● **Try it**
Exactly the lines from the start of the data through the line containing "This was an" should be output, with both ends kept and nothing added.

============

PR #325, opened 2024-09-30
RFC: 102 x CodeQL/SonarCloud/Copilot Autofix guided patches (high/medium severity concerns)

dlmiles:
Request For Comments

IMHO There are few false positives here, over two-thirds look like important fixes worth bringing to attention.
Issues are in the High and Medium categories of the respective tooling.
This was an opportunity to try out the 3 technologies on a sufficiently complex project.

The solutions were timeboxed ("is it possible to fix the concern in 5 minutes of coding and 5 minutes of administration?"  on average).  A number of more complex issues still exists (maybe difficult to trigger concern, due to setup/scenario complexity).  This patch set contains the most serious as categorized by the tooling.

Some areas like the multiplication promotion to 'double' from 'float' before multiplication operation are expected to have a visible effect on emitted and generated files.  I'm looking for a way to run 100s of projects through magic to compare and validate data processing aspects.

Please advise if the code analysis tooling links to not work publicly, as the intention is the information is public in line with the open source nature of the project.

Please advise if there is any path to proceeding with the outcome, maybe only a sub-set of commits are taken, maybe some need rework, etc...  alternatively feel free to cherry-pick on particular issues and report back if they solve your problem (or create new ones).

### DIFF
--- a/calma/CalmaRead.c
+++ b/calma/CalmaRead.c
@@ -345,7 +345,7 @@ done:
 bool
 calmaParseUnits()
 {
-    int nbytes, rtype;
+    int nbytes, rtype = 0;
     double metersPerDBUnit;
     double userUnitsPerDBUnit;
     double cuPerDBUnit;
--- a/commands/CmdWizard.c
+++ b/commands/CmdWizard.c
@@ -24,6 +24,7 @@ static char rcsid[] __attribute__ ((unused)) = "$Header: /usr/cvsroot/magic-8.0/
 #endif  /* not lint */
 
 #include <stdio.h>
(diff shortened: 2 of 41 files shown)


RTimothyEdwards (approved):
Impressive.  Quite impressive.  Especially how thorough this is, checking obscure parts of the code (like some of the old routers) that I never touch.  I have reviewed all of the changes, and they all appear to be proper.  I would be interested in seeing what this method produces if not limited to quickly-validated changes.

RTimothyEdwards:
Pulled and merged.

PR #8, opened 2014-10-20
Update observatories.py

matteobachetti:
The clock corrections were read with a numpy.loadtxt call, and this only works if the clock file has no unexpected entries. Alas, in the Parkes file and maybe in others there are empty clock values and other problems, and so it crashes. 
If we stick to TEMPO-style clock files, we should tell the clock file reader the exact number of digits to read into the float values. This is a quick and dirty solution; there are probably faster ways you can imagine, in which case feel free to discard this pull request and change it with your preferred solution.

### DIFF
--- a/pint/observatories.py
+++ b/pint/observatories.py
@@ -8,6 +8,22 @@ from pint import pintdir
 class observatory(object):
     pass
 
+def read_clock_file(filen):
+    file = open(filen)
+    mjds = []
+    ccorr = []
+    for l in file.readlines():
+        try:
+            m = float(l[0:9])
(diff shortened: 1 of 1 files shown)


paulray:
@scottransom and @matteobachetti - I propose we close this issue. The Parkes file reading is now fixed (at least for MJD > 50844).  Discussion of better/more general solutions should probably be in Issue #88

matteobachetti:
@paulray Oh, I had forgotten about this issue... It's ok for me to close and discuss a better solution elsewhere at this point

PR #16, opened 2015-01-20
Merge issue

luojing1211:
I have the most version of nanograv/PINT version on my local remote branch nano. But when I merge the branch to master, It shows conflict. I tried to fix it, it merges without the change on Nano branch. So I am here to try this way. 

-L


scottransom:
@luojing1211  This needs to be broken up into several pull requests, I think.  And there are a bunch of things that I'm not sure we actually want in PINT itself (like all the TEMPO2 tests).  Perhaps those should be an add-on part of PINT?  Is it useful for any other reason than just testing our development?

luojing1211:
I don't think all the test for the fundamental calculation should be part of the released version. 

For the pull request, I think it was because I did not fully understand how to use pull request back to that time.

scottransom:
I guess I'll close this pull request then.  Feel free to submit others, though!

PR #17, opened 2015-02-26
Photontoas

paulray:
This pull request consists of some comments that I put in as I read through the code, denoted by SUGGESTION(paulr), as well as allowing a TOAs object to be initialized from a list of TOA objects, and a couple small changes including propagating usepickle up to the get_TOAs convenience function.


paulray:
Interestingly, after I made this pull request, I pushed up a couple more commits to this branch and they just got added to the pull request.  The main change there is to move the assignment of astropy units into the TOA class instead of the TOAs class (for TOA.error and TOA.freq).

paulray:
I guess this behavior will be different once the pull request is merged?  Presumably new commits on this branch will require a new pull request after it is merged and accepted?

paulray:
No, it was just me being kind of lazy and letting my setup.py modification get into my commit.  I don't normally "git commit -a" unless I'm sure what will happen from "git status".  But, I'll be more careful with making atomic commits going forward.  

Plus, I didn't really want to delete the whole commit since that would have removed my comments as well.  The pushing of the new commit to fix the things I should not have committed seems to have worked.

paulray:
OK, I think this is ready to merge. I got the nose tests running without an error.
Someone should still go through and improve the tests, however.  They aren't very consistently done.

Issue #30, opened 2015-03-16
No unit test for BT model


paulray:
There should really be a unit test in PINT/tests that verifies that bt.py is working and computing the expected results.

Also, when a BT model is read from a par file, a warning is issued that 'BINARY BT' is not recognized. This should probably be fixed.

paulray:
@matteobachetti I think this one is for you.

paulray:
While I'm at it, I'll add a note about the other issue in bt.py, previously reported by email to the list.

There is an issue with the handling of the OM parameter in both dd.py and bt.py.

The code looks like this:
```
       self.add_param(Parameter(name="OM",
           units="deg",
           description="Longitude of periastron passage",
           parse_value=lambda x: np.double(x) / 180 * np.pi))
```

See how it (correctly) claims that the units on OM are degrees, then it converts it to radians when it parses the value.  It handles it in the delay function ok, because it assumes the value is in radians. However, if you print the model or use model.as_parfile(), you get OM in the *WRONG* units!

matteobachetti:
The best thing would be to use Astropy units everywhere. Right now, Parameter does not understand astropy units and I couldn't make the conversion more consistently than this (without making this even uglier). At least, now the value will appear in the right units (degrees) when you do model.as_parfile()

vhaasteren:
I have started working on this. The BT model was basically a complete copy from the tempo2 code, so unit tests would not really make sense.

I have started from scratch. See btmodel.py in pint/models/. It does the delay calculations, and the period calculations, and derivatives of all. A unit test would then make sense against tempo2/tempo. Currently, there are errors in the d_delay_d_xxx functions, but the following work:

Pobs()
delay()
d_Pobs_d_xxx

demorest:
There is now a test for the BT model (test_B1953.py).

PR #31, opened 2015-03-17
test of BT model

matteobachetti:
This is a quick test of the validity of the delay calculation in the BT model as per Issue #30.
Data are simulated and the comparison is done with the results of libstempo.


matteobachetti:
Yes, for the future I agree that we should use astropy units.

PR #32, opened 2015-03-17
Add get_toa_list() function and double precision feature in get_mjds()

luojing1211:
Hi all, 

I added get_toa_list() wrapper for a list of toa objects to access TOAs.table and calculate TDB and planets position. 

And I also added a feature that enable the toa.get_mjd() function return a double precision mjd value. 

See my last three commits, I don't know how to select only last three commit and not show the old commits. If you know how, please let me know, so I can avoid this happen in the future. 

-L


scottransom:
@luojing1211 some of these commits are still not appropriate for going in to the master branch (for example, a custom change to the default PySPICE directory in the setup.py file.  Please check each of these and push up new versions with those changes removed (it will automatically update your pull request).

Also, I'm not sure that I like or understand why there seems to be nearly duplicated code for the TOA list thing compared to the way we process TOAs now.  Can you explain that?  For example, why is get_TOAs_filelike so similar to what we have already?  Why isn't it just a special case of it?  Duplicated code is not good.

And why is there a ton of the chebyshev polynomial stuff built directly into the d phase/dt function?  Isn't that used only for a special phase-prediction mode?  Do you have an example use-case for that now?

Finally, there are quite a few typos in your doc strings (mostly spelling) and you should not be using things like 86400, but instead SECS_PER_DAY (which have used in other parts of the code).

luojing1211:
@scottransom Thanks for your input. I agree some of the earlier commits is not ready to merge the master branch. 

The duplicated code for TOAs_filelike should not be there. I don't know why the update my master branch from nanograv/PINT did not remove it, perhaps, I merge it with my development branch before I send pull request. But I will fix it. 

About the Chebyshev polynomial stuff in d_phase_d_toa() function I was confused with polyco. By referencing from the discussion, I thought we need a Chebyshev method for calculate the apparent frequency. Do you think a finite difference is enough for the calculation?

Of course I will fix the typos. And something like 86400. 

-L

============

● **Task solution**
PR #325, opened 2024-09-30
RFC: 102 x CodeQL/SonarCloud/Copilot Autofix guided patches (high/medium severity concerns)

dlmiles:
Request For Comments

IMHO There are few false positives here, over two-thirds look like important fixes worth bringing to attention.
Issues are in the High and Medium categories of the respective tooling.
This was an opportunity to try out the 3 technologies on a sufficiently complex project.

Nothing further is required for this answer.